[This is the first episode of a multi-part post that will comprise a short story I wrote about a year and a half ago. It meant a lot to me at the time because it captures an era of history and, more specifically, of my life that is forever gone, except in faded recollections. If you are a child of the 60’s as I am, I hope some of it rings true and awakens pleasant memories. If not, accept it as a snapshot of a more innocent and less technological time.
Additionally, it has come to mean even more to me since the time I wrote it. I’ll explain why after the final post in the series. How long that series will be remains as much a mystery to me as it is to you.]
The Boy in the Box
The classroom was empty that Monday spring morning, as it always was when I got there. My badly-worn, too-small black patent leather shoes clicked on the bare vinyl floor in time with the oversized clock that ticked loudly on the wall.
I always tried to be the first one in class. I liked to watch other people enter almost as much as I hated others watching me. I tended to slouch. There was no way I’d be in the running for the 1963 Benjamin Thompson Elementary School 3rd Grade Good Posture Award. That ratfink Karen won the girls’ prize every year even though she picked her nose when no one was looking. No one except me.
Besides being a sloucher, I wasn’t a very good student. And I talked to myself a lot. Still do. When Mrs. Quigley wrote on the blackboard with her back to us and she heard talking, she didn’t know it was usually me. Without ever turning to face us, she always said the same thing. “I hear talking back there. I know no one is talking in class because that’s against my rules. I can only assume you’re talking to yourself. You know what they say about people who talk to themselves? They’re either crazy or they have money in the bank. Now, I know none of you has money in the bank, so…”
She probably thought the giggling she heard was the class reacting to her terribly clever remark. Actually, we were laughing at her big behind swinging back and forth in her flowery dress as she scratched the chalk across the blackboard. Behind her back—as we so often were—we called her “wiggly Quigley”.

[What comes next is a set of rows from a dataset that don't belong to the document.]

PR #229, opened 2025-09-11
Makefile: build proto files unconditionally

marquiz:
Ditch the makefile pattern rule which simply doesn't work in scenarios where both the source and the build targets are stored in the git repo (as git operations mangle the time stamps).

So much grey hair avoided when the stuff just force generates everything instead of leaving you wonder why the tools didn't work as expected.

### DIFF
--- a/Makefile
+++ b/Makefile
@@ -36,7 +36,6 @@ COVERAGE_PATH := $(BUILD_PATH)/coverage
 
 PROTOBUF_VERSION = 3.20.1
 PROTO_SOURCES = $(shell find pkg -name '*.proto' | grep -v /vendor/)
-PROTO_GOFILES = $(patsubst %.proto,%.pb.go,$(PROTO_SOURCES))
 PROTO_INCLUDE = -I $(PWD) -I$(PROTOC_PATH)/include
 PROTO_OPTIONS = --proto_path=. $(PROTO_INCLUDE) \
     --go_opt=paths=source_relative --go_out=. \
@@ -80,11 +79,15 @@ FORCE:
 # build targets
 #
 
-build-proto: check-protoc install-ttrpc-plugin install-wasm-plugin install-protoc-dependencies $(PROTO_GOFILES)
+build-proto: check-protoc install-ttrpc-plugin install-wasm-plugin install-protoc-dependencies
+	for src in $(PROTO_SOURCES); do \
+		$(PROTO_COMPILE) $$src; \
+	done
+	sed -i '1s;^;//go:build !wasip1\n\n;' pkg/api/api_ttrpc.pb.go
 
 .PHONY: build-proto-dockerized
 build-proto-dockerized:
-	$(Q)docker build --build-arg ARTIFACTS="$(dir $(PROTO_GOFILES))" --target final \
+	$(Q)docker build --build-arg ARTIFACTS="$(dir $(PROTO_SOURCES))" --target final \
 		--output type=local,dest=$(RESOLVED_PWD) \
 		-f hack/Dockerfile.buildproto .
 	$(Q)tar xf artifacts.tgz && rm -f artifacts.tgz
@@ -175,15 +178,6 @@ validate-repo-no-changes:
 		echo "Please make sure to commit all changes, including generated files."; \
 		exit 1; \
 	}
-
-#
-# proto generation targets
-#
-
-%.pb.go: %.proto
-	$(Q)echo "Generating $@..."; \
-	$(PROTO_COMPILE) $<
-	sed -i '1s;^;//go:build !wasip1\n\n;' pkg/api/api_ttrpc.pb.go
 
 #
 # targets for installing dependencies
--- a/Makefile
+++ b/Makefile
@@ -193,7 +193,7 @@ check-protoc:
 	fi
 
 install-protoc install-protobuf:
-	$(Q)PROTOBUF_VERSION=$(PROTOBUF_VERSION) ./scripts/install-protobuf
+	$(Q)PROTOBUF_VERSION=$(PROTOBUF_VERSION) INSTALL_DIR=$(PROTOC_PATH) ./scripts/install-protobuf
 
 clean-protoc:
 	$(Q)rm -rf $(PROTOC_PATH)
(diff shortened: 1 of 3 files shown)


marquiz:
ping @klihub

klihub:
@marquiz Would you be okay with a milder version of this, for instance something like this: https://github.com/klihub/nri/tree/devel/forced-proto-rebuild ? That allows forcing rebuild of protobufs and it always forces it in the dockerized rebuild, so in your workflow it will always rebuild.

marquiz:
I think that would work. TBH, I just don't get the the insistence on these pattern rules that fundamentally don't work in this setup (when both the sources and targets are stored in git). I kind of get that from a philosophical "this is the way that make was designed to be used" pov but if it doesn't work why bother. The amount of wasted build time should certainly not be an issue, I'd guess the rule doesn't get run very often even globally.

klihub:
> I think that would work. TBH, I just don't get the the insistence on these pattern rules that fundamentally don't work in this setup (when both the sources and targets are stored in git).

Both the sources and targets are stored in git, but they are supposed to be consistently committed: if you change the protobuf definition, you should recompile and commit the compiled versions. Now I understand that right after a fresh clone the timestamps might be off, but that only should cause IMO (and in my experience) unnecessary recompilation and not the other way around (since the protobuf definition and the compiled protobuf files should always be consistently committed in the repo). I have seen this happening occasionally in CI. But I don't rememeber ever running into a situation in my local workflow, where I would have changed the protobuf definition, yet it would not have been recompiled.

> I kind of get that from a philosophical "this is the way that make was designed to be used" pov but if it doesn't work why bother. The amount of wasted build time should certainly not be an issue, I'd guess the rule doesn't get run very often even globally.

@marquiz That's not my concern. I'm more wary of folks having random different and newer versions of protoc& al. installed natively instead of the (fairly old) version we use (in sync with containerd). This then guarantees with 100% probability that a recompile will not result bit-by-bit in the same output, so it will result in false changes. If then folks rea than not extra careful and commit all their changes and file PRs from that, we need to point out that those part of the PR are not real changes so they should be reverted out of the PR. We have seen this already in the past even without a forced recompile by `make build`.

klihub:
> > Both the sources and targets are stored in git, but they are supposed to be consistently committed: if you change the protobuf definition, you should recompile and commit the compiled versions.
> 
> It doesn't matter how you commit then as git will tamper the timestamps. This is particularly annoying and breaks you when you have feature branches that you need to rebase (and e.g. happen to have conflicts).
> 
> > I'm more wary of folks having random different and newer versions of protoc& al. installed natively instead of the (fairly old) version we use (in sync with containerd).
> 
> I think this is not the correct way to try to prevent that. If this is a concern we should change all:/build: targets to depend on build-proto-containerized to get reproducible builds.

If you have a conflict in a compiled protobuf file and you try to resolve it manually, you are really doing something wrong. The right way to resolve such a conflict is to (resolve any conflicts you might have in the proto source), remove all generated pb.go files with conflicts, then run make and let it regenerate the missing compiled proto files (and all others that come from that same compilation).

klihub:
> I think this is not the correct way to try to prevent that. If this is a concern we should change all:/build: targets to depend on build-proto-containerized to get reproducible builds.

@marquiz Well, this is also true. And if I am the only one who thinks that unconditionally always regenerating and recompiling everything in the local development workflow is not a problem / the best way to go, then I realize I should simply give up and accept it. And if we go with that then I agree that a dockerized proto-build is friendlier.

klihub:
> Rebased. #232 and #233 are now merged. We should now be safe in always (re-)building the proto files with correct version of the tooling.
> 
> @klihub @mikebrow @chrishenzie 

Can you add to this PR a commit which removes dockerized proto building ? It is not necessary any more after the recently merged PRs.

klihub (approved):

Makefile
```diff
@@ -80,14 +79,11 @@ FORCE:
...
 #
 
-build-proto: check-protoc install-ttrpc-plugin install-wasm-plugin install-protoc-dependencies $(PROTO_GOFILES)
-
-.PHONY: build-proto-dockerized
-build-proto-dockerized:
-	$(Q)docker build --build-arg ARTIFACTS="$(dir $(PROTO_GOFILES))" --target final \
-		--output type=local,dest=$(RESOLVED_PWD) \
-		-f hack/Dockerfile.buildproto .
-	$(Q)tar xf artifacts.tgz && rm -f artifacts.tgz
```
thaJeztah, line 90: Shouldn't we keep a target to allow building on non-Linux machines? Don't think the native target works on macOS currently: https://github.com/containerd/nri/blob/25d9391690a7158d851364ef011e1f56fd607a70/scripts/install-protobuf#L33-L51

marquiz: Mm, true. Maybe we should keep it. I just need to fix it (I think). WDYT @klihub

thaJeztah: Sorry, my comment was a bit short (it was late :joy:)

Yeah, these are tricky; I think the changes to install the tools _locally_ were at least are good; there's various projects that require you to either "have the tools installed" already, or "figure out how to install", which may result in having to install different (system-wide) versions of the tools, which is a big pain if you happen to be jumping between various such projects for contributions :sweat_smile:

Then again, depending on the situation, having a containerized option available is good as well, as sometimes the (version of) tools to install can differ between branches for the same project, so having an option to generate code without tools lingering around on your system ... is really great to have.

hack/Dockerfile.buildproto
```diff
@@ -23,12 +23,10 @@ WORKDIR /go/src
...
 
 RUN --mount=type=cache,target=/go/pkg/mod/ \
-    --mount=src=.,target=. \
-    make install-protoc-dependencies install-ttrpc-plugin install-wasm-plugin install-protoc
-
-RUN --mount=type=cache,target=/go/pkg/mod/ \
+    --mount=type=cache,target=/go/tools/,sharing=private \
     --mount=src=.,target=.,rw=true \
-    make build-proto && \
+    find /go/tools && \
```
klihub: nit: is this for debugging ?

marquiz: :see_no_evil: Fixed

klihub (approved):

She was right, though. I was talking to myself and I didn’t have money in the bank. Maybe I was crazy. But do crazy people know they’re crazy? It never occurred to me that simply having the presence of mind to consider my mental state was proof enough of my sanity.
Or was it?
Sitting in that third grade classroom, I listened to the chaos in the hall where confused and half-crazed kids raced to their rooms. Unlike me, most delayed their entrance as long as possible. Arriving, they wedged themselves into tiny chairs that were permanently attached to equally small desks. The legs of the chair-desks made jarring, unearthly sounds beneath us as they skidded across the floor, as they did whenever careless urchins threw themselves into their seats. Textbooks and workbooks were stuffed into all our desks. My desk also contained crushed copies of every test I’d taken all year. I never brought them home to my parents, as I was supposed to. I was in no hurry to reveal my lack of academic progress to them and they never asked. They’d find out later when my report card came home. If it came home.

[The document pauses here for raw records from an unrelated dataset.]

PR #230, opened 2025-09-15
api: expose container user/group ID to plugins.

klihub:
Expose container user, group and supplemental group info to NRI plugins.

```release-note
Expose container user, group, and supplemental group IDs to plugins
```


tuminoid (approved):
Lovely, I was not aware it was as simple as exposing the User from the spec.

This is very helpful to us going forward, thank you!

chrishenzie (approved):

pkg/api/api.pb.go
```diff
@@ -2741,6 +2749,70 @@ func (x *CDIDevice) GetName() string {
 	return ""
 }
 
+// User and group IDs for the container.
+type User struct {
+	state         protoimpl.MessageState
+	sizeCache     protoimpl.SizeCache
+	unknownFields protoimpl.UnknownFields
```
mikebrow, line 2756: umask?

mikebrow:
> Lovely, I was not aware it was as simple as exposing the User from the spec.
> 
> This is very helpful to us going forward, thank you!

user placed into the container (oci) spec.. is carefully crafted :-)

mikebrow (approved):
LGTM

NIT wdyt about also adding umask, username?

is this the first "useful" linux vs windows fields area did we talk about that?

see examples here:  https://github.com/opencontainers/runtime-spec/blob/main/config.md#user
not saying I want LinuxUser vs WindowsUser.. just sayin it's worth a discussion.

klihub:
> LGTM
> 
> NIT wdyt about also adding umask, username?
> 

@mikebrow Username I was looking at, but since it is Windows only and we don't really have any Windows support at the moment, it was left out. If we start adding Windows support at some point, we can/should add it then.

Umask we can definitely add, now or later, if we find it useful for an external observer or just for the sake of completeness.

> is this the first "useful" linux vs windows fields area did we talk about that?
> see examples here: https://github.com/opencontainers/runtime-spec/blob/main/config.md#user not saying I want LinuxUser vs WindowsUser.. just sayin it's worth a discussion.

We have deliberately omitted anything windows-specific so far.

PR #231, opened 2025-09-23
adaptation: test with populated initial resources.

klihub:
The current tests for collecting container resource adjustments starts out with fully empty container memory and CPU resources. This allows unintended changes to sneak in unnoticed to the semantics of collected adjustments (see #210). Let's make this less likely by starting with populated initial resources.


mikebrow (approved):
LGTM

My mind wandered back to my school day preparations at home. Every morning I closed my eyes and randomly selected one record from the little robin’s-egg-blue vinyl-covered cardboard box that contained my collection of 45’s. This morning it was Leslie Gore singing “It’s My Party”. It wouldn’t have been my first choice. It depressed me when it came out and it depressed me that morning. (Fortunately, Leslie came out with her revenge just a few months later in “Judy’s Turn to Cry” or I might have given up on romance for life.) No, I was hoping for something a little lighter, like “Tie Me Kangaroo Down” or some Beach Boys surfing tune, but fate would have none of that.
The song turned out to be appropriate; it was a depressing day. Rain fell like cats and dogs and ran down the school’s pastel-paneled exterior walls. (The building was only five years old but it already felt and looked out of date and in need of replacement.) There was a spelling quiz. I lost a barrette. I forgot my lunchbox.
And it was the first day Billy Almquist was absent.